Thy Kingdom Come
When Christ taught His disciples to pray, He did not begin with petitions for daily bread or deliverance from evil. He began with a declaration of allegiance: “Our Father, which art in heaven, Hallowed be thy name. Thy kingdom come. Thy will be done in earth, as it is in heaven.” (Matthew 6:9-10, KJV)
This is not a passive wish. It is a statement of constitutional priority. Before any earthly concern is raised, the one praying acknowledges that there is a kingdom above all kingdoms, a sovereignty that precedes and supersedes every human institution. The Lord’s Prayer is, at its foundation, an oath of fealty to the Most High.
The Nature of Divine Sovereignty
Scripture is unambiguous on this point. God’s authority is not delegated upward from the consent of the governed — it flows downward from the Creator to the creation. Romans 13:1 tells us that “the powers that be are ordained of God,” but this is frequently misread as a blank endorsement of state authority. Read in full context, it establishes something far more radical: that all earthly authority is derivative and conditional.
A king who rules justly does so because his authority is granted from above. A king who rules unjustly has departed from the source of his authority. This is the logic that underpins the entire English constitutional tradition — from Magna Carta to the Coronation Oath.
Hallowed Be Thy Name
The word “hallowed” means set apart, sanctified, placed above all else. To pray “hallowed be thy name” is to declare that God’s name — His identity, His authority, His law — occupies a position that no earthly power may claim. No parliament, no monarch, no court may place itself above the authority acknowledged in this prayer.
This has direct implications for the Christian’s posture toward temporal government. Obedience to the state is not unconditional. It is bounded by a prior allegiance. When Peter and the apostles were commanded by the Sanhedrin to stop preaching, their answer was immediate: “We ought to obey God rather than men.” (Acts 5:29)
Give Us This Day
The petition for daily bread is not merely practical — it is theological. To ask God for provision is to acknowledge that He, not the state, is the provider. In an age of welfare dependency and government subsidy, this prayer is quietly revolutionary. It redirects the expectation of provision away from human institutions and back toward the Creator.
This does not mean Christians should refuse earthly provision. It means they should never confuse the instrument with the source. The state may distribute bread, but it does not create grain. God sends the rain.
Deliver Us from Evil
The final petitions of the Lord’s Prayer — forgiveness, deliverance from temptation, protection from evil — all assume a moral universe governed by a personal God. They assume that evil is real, that it can be named, and that there is an authority capable of delivering us from it.
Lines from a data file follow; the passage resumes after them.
PR #202, opened 2024-01-04
Adjust Queue Logging

patricktnast:
### Description

- *Category*: 
bugfix / documentation
- *JIRA issue*: [MIC-MIC-4650](https://jira.ihme.washington.edu/browse/MIC-MIC-4650)

### Changes and notes
 
From the ticket:

> Overview: The psimulate logger previously has buckets for pending,  running, and workers that come from when we submitted all jobs to slurm at once. Now, the meaning is somewhat different, or at least ambiguous, because "pending" means all queued jobs, not necessarily the set of jobs (or rather, in this case, workers) which have been submitted to slurm but are waiting to receive resources. 

As I imply above, thinking about the "jobs" submitted to the cluster is a sort of category error--it's the _workers_ that are really getting submitted. Ultimately, i thought the most sensible thing would be to leave "pending" as-is, under the understanding that this now means just "idle jobs awating workers". Instead, at the "Queue All" level, I added a listing for "inactive workers", that is, the number of "missing workers" from the number that were intially submitted, that are either a) waiting for cluster resources or b) have completed all jobs in the queue and quit themselves.

I don't think there's a lazy way to disambiguate (a) from (b), you'd need to pull information from outside of the registry--and I figured the two situations can be resolved by context (one happens mostly at the beginning of the sim, and one happens mostly at the end).

>Also, "running" and "workers" should effectively be the same, unless rq.Worker.all also counts workers in the queue that are not performing a job (but in that case they should soon quit?)

I too out "workers", assuming the same information is given by "running"

>Also consider renaming "Finished" to "Successful" or "Completed"

I renamed this job status (but not the underlying FinishedQueue) to Successful for the purposes of logging.

I also changed some log info statements to debug which IMO deserve it
### Testing

Tested against nutrition optimization, but I am not actually getting allocated any workers atm

### DIFF
--- a/src/vivarium_cluster_tools/psimulate/redis_dbs/registry.py
+++ b/src/vivarium_cluster_tools/psimulate/redis_dbs/registry.py
@@ -40,7 +40,7 @@ class QueueManager:
             "pending": 0,
             "running": 0,
             "failed": 0,
-            "finished": 0,
+            "successful": 0,
             "done": 0.0,
             "workers": 0,
         }
@@ -98,7 +98,7 @@ class QueueManager:
         self._update_status()
         template = (
             f"Queue {self.name} - Total jobs: {{total}}, % Done: {{done:.2f}}% "
-            f"Pending: {{pending}}, Running: {{running}}, Failed: {{failed}}, Finished: {{finished}} "
+            f"Pending: {{pending}}, Running: {{running}}, Failed: {{failed}}, Successful: {{successful}} "
             f"Workers: {{workers}}."
         )
         if not (self.completed or self.failed):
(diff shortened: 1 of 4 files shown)


rmudambi (commented):
Can you include a screenshot of what the logging output looks like when you are able to get scheduled? I'll approve after I see it look as expected.

N.B. - you can use `psimulate test sleep` rather than running an actual simulation to reduce our cluster impact.

stevebachmeier:
Like Rajan, I'd also like to actually see a screenshot of the logging in action.

src/vivarium_cluster_tools/psimulate/redis_dbs/registry.py
```diff
@@ -81,15 +81,15 @@ def enqueue(self, jobs: List[dict], workhorse_import_path: str) -> None:
...
+        self._logger.debug(f"Checking queue {self.name}")
         finished_jobs = self._get_finished_jobs()
         start = time.time()
         results = []
         for job_id in finished_jobs:
             result = self._get_result(job_id)
             if result is not None:
                 results.append(result)
-        self._logger.info(
+        self._logger.debug(
```
stevebachmeier, line 92: I like this change

src/vivarium_cluster_tools/psimulate/redis_dbs/registry.py
```diff
@@ -136,21 +135,23 @@ def _update_status(self) -> None:
...
                 self._status["total"] = (
                     len(pending_ids)
                     + len(running_ids)
                     + len(failed_ids)
-                    + self._status["finished"]
+                    + self._status["successful"]
                 )
                 self._status["workers"] = q_workers
-                self._status["done"] = 100 * self._status["finished"] / self._status["total"]
+                self._status["done"] = (
```
stevebachmeier, line 148: so "done" for this context is basically finished + successful?

patricktnast:
psim-log1
psim-log-with-queues
@rmudambi @stevebachmeier here is a screenshot of the logs (with and without individual queues)

src/vivarium_cluster_tools/psimulate/redis_dbs/registry.py
patricktnast: Yeah, I don't think that the "done" percentage is including failed jobs

stevebachmeier (approved):

rmudambi (approved):
Looks good. To be clear, we expect these two constraints to hold?
- `max_workers == inactive_workers + running`
- `total_jobs == pending + running + failed + successful`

This stands in direct opposition to the moral relativism that underlies much modern governance. If there is no objective evil, there is nothing to be delivered from. If there is no sovereign God, there is no one to deliver us. The Lord’s Prayer presupposes a worldview in which authority, morality, and sovereignty all flow from a single source.
For Thine Is the Kingdom
The doxology — “For thine is the kingdom, and the power, and the glory, for ever” — is the conclusion that follows from everything before it. The kingdom is God’s. The power is God’s. The glory is God’s. Not temporarily, not partially, not by human permission — but eternally and absolutely.
Every Christian who prays this prayer is, whether they realise it or not, making a constitutional declaration. They are asserting that there is a law above all human law, a king above all earthly kings, and a kingdom that no parliament may dissolve.
This is the foundation upon which everything else on this site is built. The study of Magna Carta, of common law, of constitutional rights — all of it flows from the conviction that human law, at its best, reflects divine law. And when it fails to do so, we are not only permitted but obligated to say so.
“Thy kingdom come. Thy will be done in earth, as it is in heaven.”